En rendant ses protagonistes, à savoir Ernest Burkhart (Leonardo DiCaprio) et son oncle William Hale (Robert De Niro) totalement détestables au point qu’ils montrent une facette peu reluisante sur l’origine des États-Unis et du capitalisme, le cinéaste italo-américain démontre que le western a dans son ADN de mettre en scène la légende au détriment de la vérité. Il perpétue alors cette tendance du western crépusculaire qui dénonçait les artifices du genre, où la légendaire conquête de l’Ouest voyait ses héros se transformer en hommes vieillissants, colonisateurs et cupides, et où les indiens passaient du statut de pur antagoniste à celui de victime se battant pour sa liberté.
Et la démarche cinématographique du réalisateur octogénaire emprunte ce chemin, puisqu’il réalise une sorte d’anti-western, ou de western que l’on pourrait qualifier non sans humour de nocturne. Déjà parce qu’il reprend beaucoup de codes du genre (les colons, les indiens, les hommes de main, les bagarres et les décors), mais surtout parce qu’il déplace ceux-ci pour raconter une histoire désormais éloignée en terme de temporalité de la conquête de l’Ouest, puisqu’on se situe au sortir de la Grande Guerre. Et pourtant, on peut observer un processus de colonisation génocidaire toujours à l’oeuvre alors que l’apaisement entre colons et natifs semblaient acquis.
L’arrivée d’Ernest à Fairfax peut ainsi s’analyser comme un début assez classique de western, celui du héros arrivant par le train dans une contrée qui lui permettra de changer de vie et de faire fortune.
Or les décors ne sont que peu mis en valeur, aucune scène d’action ne vient faire souffler le récit. Le héros est un idiot fainéant, corruptible et vénal. En bref, beaucoup d’ingrédients sont présents pour réaliser un western, mais Scorsese en crée quelque chose de dissonant.

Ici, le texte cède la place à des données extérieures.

PR #6986, opened 2024-12-13
Delete Namespace: send delete executions heartbeats from separate go routine

alexshtin:
## What changed?

Delete Namespace: send delete executions heartbeats from separate go routine.

## Why?

Following best practices heartbeats should be sent outside of main activity function in case if operation takes longer than expected. Also `DeleteExecutionsActivity` doesn't send heartbeats on every deleted execution but sends accumulated result every 5 seconds.

## How did you test it?

Existing tests and manual run.

## Potential risks

No risks.

## Documentation

No.

## Is hotfix candidate?

No.

### DIFF
--- a/service/worker/deletenamespace/deleteexecutions/activities.go
+++ b/service/worker/deletenamespace/deleteexecutions/activities.go
@@ -26,6 +26,7 @@ package deleteexecutions
 
 import (
 	"context"
+	"time"
 
 	"go.temporal.io/api/serviceerror"
 	workflowpb "go.temporal.io/api/workflow/v1"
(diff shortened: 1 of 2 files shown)


service/worker/deletenamespace/deleteexecutions/activities.go
```diff
@@ -126,10 +127,29 @@ func (a *LocalActivities) GetNextPageTokenActivity(ctx context.Context, params G
...
 
-	rateLimiter := quotas.NewRateLimiter(float64(params.RPS), params.RPS)
+	progressCh := make(chan DeleteExecutionsActivityResult, 1)
+	defer func() { close(progressCh) }()
+
+	go func() {
+		heartbeatTicker := time.NewTicker(deleteWorkflowExecutionsActivityOptions.HeartbeatTimeout / 2)
+		defer heartbeatTicker.Stop()
+
+		var lastKnownProgress DeleteExecutionsActivityResult
```
bergundy, line 137: This should be initialized to the previous heartbeat details to avoid losing progress.

service/worker/deletenamespace/deleteexecutions/activities.go
```diff
@@ -175,11 +196,14 @@ func (a *Activities) DeleteExecutionsActivity(ctx context.Context, params Delete
...
 		}
-		activity.RecordHeartbeat(ctx, result)
 		select {
+		case progressCh <- result:
+			// Send the current result to heartbeat go routine.
 		case <-ctx.Done():
+			// Stop deletion on cancellation.
 			return result, ctx.Err()
 		default:
+			// Don't block deletion if a progress channel is full.
```
bergundy, line 206: Are you sure that's desirable, probably better to ensure that you can keep heartbeating.
Maybe just give the channel a larger buffer size? Or even just use an atomic pointer instead of a channel to set the latest result.

You could create a background context `WithCancel` for the heartbeating goroutine and `defer cancel()` instead of using this channel.

service/worker/deletenamespace/deleteexecutions/activities.go
alexshtin: This is basically statistics and tool to monitor the progress in UI. It won't be 100% accurate and nothing really depends on it. But, I agree, `SuccessCount` should be carried over to be more accurate.

service/worker/deletenamespace/deleteexecutions/activities.go
alexshtin: I prefer to use channel here. And yes, I believe I don't want to block deletion, if for some reason heartbeat go routine is blocked. In fact, this only can be if `activity.RecordHeartbeat()` call took too long. Progress won't be lost as it is accumulated in the main goroutine.

bergundy (approved):
I would reconsider taking my suggestions but what you have is good enough AFAIC.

Les grandes fresques fondatrices de l’histoire des États-Unis sont loins, rien de bien chevaleresque, pas de guerre ou d’affrontements, pas de personnages perdus dans l’immensité des plaines américaines. Non l’Histoire, la vraie, est aussi une affaire de machination discrète, intime et pernicieuse.
Cela fait déjà de Killers of the Flower Moon un film très stimulant en tant qu’œuvre proprement cinématographique, mais aussi un film extrêmement politique, puisqu’il contredit tout un pan de l’imaginaire créé en partie par le cinéma hollywoodien des années 1940 et 1950. Il s’agit là d’un geste courageux et rédempteur, une grande thématique scorsesienne, mais qu’il semble autant appliquer à ses personnages qu’à l’ensemble des américains, dont il fait partie.